### Work item
Hunt for the word "topcom" across the entries below, copying each line that holds it.

### Data to process
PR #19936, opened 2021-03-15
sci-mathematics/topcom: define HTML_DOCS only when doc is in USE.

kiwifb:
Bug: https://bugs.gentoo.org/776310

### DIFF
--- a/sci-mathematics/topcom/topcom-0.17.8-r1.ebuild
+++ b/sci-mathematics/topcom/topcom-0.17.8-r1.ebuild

### Response area
sci-mathematics/topcom: define HTML_DOCS only when doc is in USE.
--- a/sci-mathematics/topcom/topcom-0.17.8-r1.ebuild
+++ b/sci-mathematics/topcom/topcom-0.17.8-r1.ebuild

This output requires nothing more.